Doing business in Canada can prove to be a stumbling block for expanding companies. Although Canadians have much in common with their neighbors to the south, there are also plenty of differences. That’s especially true regarding employment law and managing your employees.

If you plan to hire Canadians to staff your operations, keep these five differences in mind.

1. Payroll for Doing Business in Canada

Payroll is already confusing enough in the United States. When you step over the border into Canada, a whole new set of rules come into play.

At first glance, Canadian payroll may not seem too different than its US counterpart. You calculate how much you owe your employees, you take certain deductions, and you remit those to the Canada Revenue Agency.

Unfortunately it’s not that simple. Canadian law imposes different penalties, different payment schedules, and even different record-keeping obligations on employers. You must be aware of all those differences as you administer payroll.

2. Holidays and Vacation Pay Are Mandatory

Another major difference between employee compensation in the US and Canada is holiday and vacation pay. In the US, both of these are almost entirely optional. If you want to pay your workers for a holiday or give them two weeks of paid vacation, that’s your choice.

In Canada, both are mandatory. Certain holidays are considered statutory, which means employees must be given the day off and paid for the day.

Paid vacation is also non-optional. Employers are expected to set aside a certain amount, often equivalent to a percentage of an employee’s salary or average earnings. This is then used to fund an employee’s vacation entitlement.

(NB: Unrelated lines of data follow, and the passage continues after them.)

PR #118, opened 2017-08-09
added addDB endpoint to admin handler

cpd85:


shuzhang1989:
can we reuse or make minor change to restoreDB()? what is the use case of adddb api?

cpd85:
When we are restoring a DB, we are restoring it from an HDFS backup. AddDBRequest will be for adding a DB that is not currently in the config for a given host, and might not be coming from an HDFS backup. For having some host serve a shard that comes from S3 and not HDFS, you can use AddDBRequest.

shuzhang1989:
so the use case will be adding a new replica, you want to add the empty db first and upload data  from s3?

angxu:
Can we just change the zookeeper config and restart server?

cpd85:
@shuzhang1989 the case is for adding a new DB. To have a host serve a new shard, we can

1) addDB so the db_name exists in applicationdbmanager
2) download the data from s3, to this new db
3) update the cluster config to reflect this change.

Currently, we cannot do step 2) without adding step 1) or else we will get a db not exist error when we try and download the shards from s3

@angxu If we change the zookeeper config and restart the server, then we'll forward requests to a DB before it is filled with data, so there will be some period of bad requests to the shard

Realpin currently has OpenSegmentDBRequest endpoint for this use case.

cpd85:
Alternatively, I could add an O_CREAT flag to AddS3SstFilesToDBRequest, I just didn't know if this endpoint could have more future use

rocksdb_admin/rocksdb_admin.thrift
```diff
@@ -30,6 +30,18 @@ exception AdminException {
   2: required AdminErrorCode errorCode,
 }
 
+struct AddDBRequest {
+  # the db to add. If it is not a master, you must provide upstream info
+  1: required string db_name,
+  2: optional string db_role = "SLAVE",
```
shuzhang1989: should we always add as slave? we can do rebalance after

rocksdb_admin/rocksdb_admin.thrift
```diff
@@ -30,6 +30,18 @@ exception AdminException {
...
+  3: optional string upstream_ip,
+  4: optional bool overwrite = false,
```
shuzhang1989: is this flag useful?

rocksdb_admin/rocksdb_admin.thrift
shuzhang1989: also, prefer to use enum instead of string as role

cpd85: Hmmm, ChangeDBRoleAndUpstreamRequest uses a string as a role, do I need to do refactoror should we keep consistency?

shuzhang1989: ok, we should refactor later. 
for the request, is the role field needed?

rocksdb_admin/rocksdb_admin.thrift
newpoo: can you add some comment about what does this flag do?

rocksdb_admin/rocksdb_admin.thrift
```diff
@@ -148,6 +160,13 @@ service Admin {
 void ping()
 
 /*
+ * Add the DB to the host, throw exception if it already exists
+ * and overwrite is false.
```
newpoo: I thought the idea is that:
1) if the process already manages the db, we should always throw an exception.
2) otherwise, if overwrite is true, we will remove the DB content on the host, which might be leftover previously.

rocksdb_admin/admin_handler.cpp
```diff
@@ -249,6 +249,73 @@ std::unique_ptr<rocksdb::DB> AdminHandler::removeDB(
   return db;
 }
 
+void AdminHandler::async_tm_addDB(
+      std::unique_ptr<apache::thrift::HandlerCallback<std::unique_ptr<
+          AddDBResponse>>> callback,
+      std::unique_ptr<AddDBRequest> request) {
+  AdminException e;
```
newpoo: can you add the following code at the beginning of this function.

`db_admin_lock_.Lock(request->db_name);
SCOPE_EXIT { db_admin_lock_.Unlock(request->db_name); };
`

It helps us to synchronize all DB admin operations.

rocksdb_admin/rocksdb_admin.thrift
cpd85: sure. This way the pattern can be
1) AddDB (I will add in some clearing)
2) Download from s3

Versus
1) Download from s3
2) Catch exception
3) AddDB 
4) Download from s3

rocksdb_admin/rocksdb_admin.thrift
cpd85: Sure, lets make it so that we launch as slave, since the user can use admin handler to change the role manually

rocksdb_admin/admin_handler.cpp
```diff
@@ -249,6 +249,69 @@ std::unique_ptr<rocksdb::DB> AdminHandler::removeDB(
...
 
+void AdminHandler::async_tm_addDB(
+      std::unique_ptr<apache::thrift::HandlerCallback<std::unique_ptr<
+          AddDBResponse>>> callback,
+      std::unique_ptr<AddDBRequest> request) {
+  db_admin_lock_.Lock(request->db_name);
+  SCOPE_EXIT { db_admin_lock_.Unlock(request->db_name); };
+
+  AdminException e;
+  // validate the request
```
newpoo: remove this line, since it seems not relevant now.

rocksdb_admin/admin_handler.cpp
```diff
@@ -249,6 +249,69 @@ std::unique_ptr<rocksdb::DB> AdminHandler::removeDB(
...
+  auto segment = admin::DbNameToSegment(request->db_name);
+  auto db_path = FLAGS_rocksdb_dir + request->db_name;
+  auto status = rocksdb::DB::Open(rocksdb_options_(segment), db_path, &rocksdb_db);
+  if (!OKOrSetException(status,
+                        AdminErrorCode::DB_ERROR,
+                        &callback)) {
+    return;
+  }
+
+  if (request->overwrite) {
```
newpoo: should we do this before opening db, i.e., move the if() block to line 277?

rocksdb_admin/rocksdb_admin.thrift
```diff
@@ -148,6 +161,13 @@ service Admin {
...
```
newpoo: can you update this comment to reflect the new code?
we always throw an exception if the db already exists.

rocksdb_admin/rocksdb_admin.thrift
```diff
@@ -30,6 +30,19 @@ exception AdminException {
   2: required AdminErrorCode errorCode,
 }
 
+struct AddDBRequest {
+  # the db to add. the db is added as slave, so upstream_ip must be provided
+  # if the db exists already, a DB_EXIST error is thrown
+  1: required string db_name,
+  2: required string upstream_ip,
+  # if overwrite is true, then we will clear any existing DB if there is already info
```
newpoo: can we replace "existing" with another word? since we have used it for the case where the process already manages the db. Here, we wanted to mean something else.

rocksdb_admin/admin_handler.cpp
cpd85: Wouldn't you consider adding an existing DB an invalid request? But sure I will remove it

Rates of pay for holidays and vacations, as well as the amount of time off, are set by the provinces. That means the rules vary from place to place. An employee in Quebec will be paid differently than one working in Ontario or BC.

3. Health Insurance Is Supplemental

The Affordable Care Act created an obligation for American employers to offer health insurance to their employees. Employers are still able to choose the plan they offer and the provider they work with. Health insurance can act as an incentive for hiring the right talent.

In Canada, the situation is quite different. Canadian employees still like employers who offer health insurance as part of their benefits, but the policies are considered supplemental. Most Canadians are covered by the publicly funded system, so their private insurance usually extends to medical expenses that the provincial programs don’t cover.

Your Canadian employees probably won’t be interested in hospital care or coverage for visiting the doctor. Instead, look for ways to offer them coverage for the care they need, such as dental visits, eye care, or prescription medications.

4. Paid and Unpaid Leave

Another difference US employers encounter when they’re doing business in Canada is the robust set of paid and unpaid leaves Canadian workers are entitled to. Although it varies by province, almost every Canadian employee is entitled to some form of paid or unpaid leave.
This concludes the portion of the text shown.